Abstract

This study investigates the effects of multi-walled carbon nanotubes (MWCNTs) content on the electropolymerization potential of polypyrrole (PPy) on both surfaces of carbon nanoparticle/MWCNT (CN/M)-coated Nafion membranes and on the electrical, electrochemical and electromechanical properties of PPy- electrode based soft actuators. SEM analysis revealed that the surface morphology of actuators changes considerably by altering the MWCNT content and the most porous PPy films formed in actuator comprising of 25wt% MWCNT. The electrochemical characteristics of the prepared actuators were compared in terms of double layer capacitance (Cdl), pseudo capacitance (CF) and ionic conductivity (σ). The capacitive nature of the prepared actuators was followed by waveform analysis of applied voltage and output current. Cdl and σ increased by increasing the MWCNT content up to 25wt% and afterward decreased considerably, while a reverse trend was observed for CF. The electrochemical impedance spectroscopy (EIS) measurements confirmed that this sample had the highest surface roughness. These data were in good agreement with the data obtained from water uptake (WUP) and ion exchange capacity (IEC) measurements.
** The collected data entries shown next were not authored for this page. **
PR #1065, opened 2015-07-02
Allow unicode chars in the login field

camallen:
Putting this out there since it cropped up as an error on login. Adding basic support for unicode characters in login, however this may break @ - mentions in talk. 

I'm voting yes especially to target non-ascii char based languages over the world. @mrniaboc thoughts?

### DIFF
--- a/app/models/user.rb
+++ b/app/models/user.rb
@@ -2,7 +2,7 @@ class User < ActiveRecord::Base
   include Activatable
   include Linkable
 
-  ALLOWED_LOGIN_CHARACTERS = '[\w\-\.]'
+  ALLOWED_LOGIN_CHARACTERS = '[[:word:]\-\.]'
   USER_LOGIN_REGEX = /\A#{ ALLOWED_LOGIN_CHARACTERS }+\z/
 
   devise :database_authenticatable, :registerable,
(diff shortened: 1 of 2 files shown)


edpaget:
I 100% disagree with this since this will make any @-ing system totally unworkable. The ASCII character set is the lowest common denominator in terms of computer input. Anyone can type it on pretty much any device. 

As soon as we allow arbitrary unicode characters in login names, then we segregate who who can @ to people whose name characters are in a set you can easily type. 

We have display names so people can already choose to be represented in their profile and in the larger name that appears next to their talk posts in whatever form they want to be.

DarrenMcRoy:
I'm really with Ed on this one. We should do whatever Twitter already does here. They seem to have no issues with being global. :+1:

edpaget:
I addition, this would allow project URL spoofing to happen. If we allows any unicode character in URLs then users wouldn't know whether zooniverse.org/#/projects/zooniverse/Galaxy-Zoo takes them to our Galaxy Zoo page or another user's page who's using Cyrillic characters to look like zooniverse.

astopy:
I’m with Ed. This will have all kinds of unpredictable security implications.

camallen:
Ah - The latter point about mimicking other accounts is alarming, that will open up a can of worms. I going to close this and we'll deal with existing users on a case by case basis.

The electro-chemo-mechanical performances of the actuators were followed by studying the maximum tip displacement and IV curves. The largest tip displacement was obtained in actuators comprising of 25wt% MWCNT which showed to have the highest capacitive characteristic (243.52 mF. cm−2). The specific electro-mechanical energy efficiency (1.18) and the maximum tip displacement (25mm) of these metal-free actuators were 18% and 9% higher than that considered for Pt-based actuators, respectively. This strategy is therefore of considerable interest for increasing the applicability of low cost carbon-based soft actuators in medicine and robotics.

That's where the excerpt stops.